Research Institute of Child Development and Education, University of Amsterdam, P.O. Box 15776, 1001, NG, Amsterdam, The Netherlands.
THE London School of Economics AND POLITICAL SCIENCE, London, UK.
Psychometrika. 2023 Dec;88(4):1228-1248. doi: 10.1007/s11336-023-09932-7. Epub 2023 Sep 26.
Categorical marginal models (CMMs) are flexible tools for modelling dependent or clustered categorical data, when the dependencies themselves are not of interest. A major limitation of maximum likelihood (ML) estimation of CMMs is that the size of the contingency table increases exponentially with the number of variables, so even for a moderate number of variables, say between 10 and 20, ML estimation can become computationally infeasible. An alternative method, which retains the optimal asymptotic efficiency of ML, is maximum empirical likelihood (MEL) estimation. However, we show that MEL tends to break down for large, sparse contingency tables. As a solution, we propose a new method, which we call maximum augmented empirical likelihood (MAEL) estimation and which involves augmentation of the empirical likelihood support with a number of well-chosen cells. Simulation results show good finite sample performance for very large contingency tables.
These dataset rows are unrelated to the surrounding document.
PR #770, opened 2022-05-04
add get_subtypes and get_class in DataStore; cache is_subtype.

### LINKED ISSUE #765: Implement a new function get_subtype in DataStore
Get_subtype gets a class type and returns all the subtypes of the class. We will add cache to

**Depends on**

For a given class, the function will traverse all valid types in _type_attribute, and add all class that is_subclass() return true to the returned subtype list.
Get subtype should have an inner cache structure to store previous query and results.

**Additional context**

qinzzz:
This PR fixes #765. 

### Description of changes
Add function `get_subtypes` in DataStore. Implemented a wrapper for `get_class` for DataStore class. 
Since `get_subtypes` return value is prone to change, I add cache to `is_subtype` instead.

### Test Conducted

### DIFF
--- a/forte/data/data_store.py
+++ b/forte/data/data_store.py
@@ -30,6 +30,7 @@ class DataStore(BaseStore):
     # TODO: temporarily disable this for development purposes.
     # pylint: disable=pointless-string-statement
     _type_attributes: dict = {}
+    _get_subtype_cache: dict = {}
     enable_cache = True
 
     def __init__(
@@ -259,6 +260,7 @@ class DataStore(BaseStore):
             "parent_class": set(),
         }
         DataStore._type_attributes[type_name] = new_entry_info
+        DataStore.enable_cache = False
 
         return new_entry_info
 
@@ -967,11 +969,21 @@ class DataStore(BaseStore):
         Returns:
             A list of subtypes.
         """
+        if DataStore.enable_cache:
+            try:
+                return DataStore._get_subtype_cache[type_name]
+            except:
+                pass
+
         cls = DataStore.get_class(type_name)
         subtypes = []
         for subtype in DataStore._type_attributes:
             if DataStore._is_subclass(subtype, cls):
                 subtypes.append(subtype)
+        subtypes.sort()
+        DataStore.enable_cache = True
+        DataStore._get_subtype_cache[type_name] = subtypes
+
         return subtypes
 
     @staticmethod
--- a/forte/data/data_store.py
+++ b/forte/data/data_store.py
@@ -30,6 +30,7 @@ class DataStore(BaseStore):
     # TODO: temporarily disable this for development purposes.
     # pylint: disable=pointless-string-statement
     _type_attributes: dict = {}
+    enable_cache = True
 
     def __init__(
         self, onto_file_path: Optional[str] = None, dynamically_add_type=True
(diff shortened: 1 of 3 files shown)


forte/data/data_store.py
```diff
@@ -258,6 +260,7 @@ def _get_type_info(self, type_name: str) -> Dict[str, Any]:
             "parent_class": set(),
         }
         DataStore._type_attributes[type_name] = new_entry_info
+        DataStore.enable_cache = False
```
hunterhector, line 263: should be private/protected

forte/data/data_store.py
```diff
@@ -846,11 +850,11 @@ def get(
             An iterator of the entries matching the provided arguments.
         """
         if include_sub_type:
-            entry_class = get_class(type_name)
+            entry_class = DataStore.get_class(type_name)
```
hunterhector, line 853: I think we shouldn't get the actuall class here.

forte/data/data_store.py
```diff
@@ -939,6 +943,49 @@ def _parse_onto_file(self):
             return
         raise NotImplementedError
 
+    @staticmethod
+    def get_class(type_name):
```
hunterhector, line 947: probably not needed if the usage is removed.

forte/data/data_store.py
```diff
@@ -939,6 +943,49 @@ def _parse_onto_file(self):
...
+        Raises:
+            ValueError: If class is not found based on :attr:`class_name` in DataStore.
+        """
+        if type_name not in DataStore._type_attributes:
+            raise ValueError(f"Class not found in DataStore: {type_name}")
+        return get_class(type_name)
+
+    @staticmethod
+    def get_subtypes(type_name):
+        r"""Returns a complete list of subclasses based on class name.
```
hunterhector, line 965: Actually not a complete list, only the subclasses that are "known" to us. You should explain here which types are "known".

forte/data/data_store.py
```diff
@@ -939,6 +943,49 @@ def _parse_onto_file(self):
...
+
+        Args:
+            type_name (str): Fully qualified name of the class.
+        Returns:
+            A list of subtypes.
+        """
+        if DataStore.enable_cache:
+            try:
+                return DataStore._get_subtype_cache[type_name]
```
hunterhector, line 974: So I can see the following scenario to be a problem: 

- We call the subtype of a particular class A.
- We then add a new entry with class A_1, which is a subclass of A, but not known before
- We call this function because the cache is enabled/valid, this will return the old (wrong set).

The solution would be:
1. We clear the subtype_cache when adding unknown class A
2. When adding the new class A, we update subtype_cache

Also, make sure you add these to the test cases.

Note that only disabling `enable_cahce` is not enough, because if the data (subtype_cache) is there, and something else triggers the cache, this will still cause a problem.

forte/data/data_store.py
```diff
@@ -939,6 +943,49 @@ def _parse_onto_file(self):
...
+            except KeyError:
+                pass
+
+        cls = DataStore.get_class(type_name)
+        subtypes = []
+        for subtype in DataStore._type_attributes:
+            if DataStore._is_subclass(subtype, cls):
+                subtypes.append(subtype)
+        subtypes.sort()
```
hunterhector, line 983: A quick suggestion here would be using a sorted list

forte/data/data_store.py
```diff
@@ -939,6 +943,49 @@ def _parse_onto_file(self):
...
+        DataStore.enable_cache = True
```
hunterhector, line 984: I don't understand this `enable_cache` switch here, what can it do? It is like this switch is always on after you first call this function.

类别边缘模型(CMM)是一种灵活的工具,可用于对相关或聚类的类别数据进行建模,而无需关注相关性本身。最大似然(ML)估计 CMM 的一个主要限制是,列联表的大小随变量数量呈指数级增长,因此,即使对于中等数量的变量(例如 10 到 20 个变量),ML 估计也可能在计算上不可行。另一种方法是最大经验似然(MEL)估计,它保留了 ML 的最优渐近效率。然而,我们表明,MEL 往往会在大型稀疏列联表中失效。作为一种解决方案,我们提出了一种新方法,称为最大扩充经验似然(MAEL)估计,它涉及用一些精心选择的单元格来扩充经验似然支持。模拟结果表明,对于非常大的列联表,MAEL 在有限样本中的性能良好。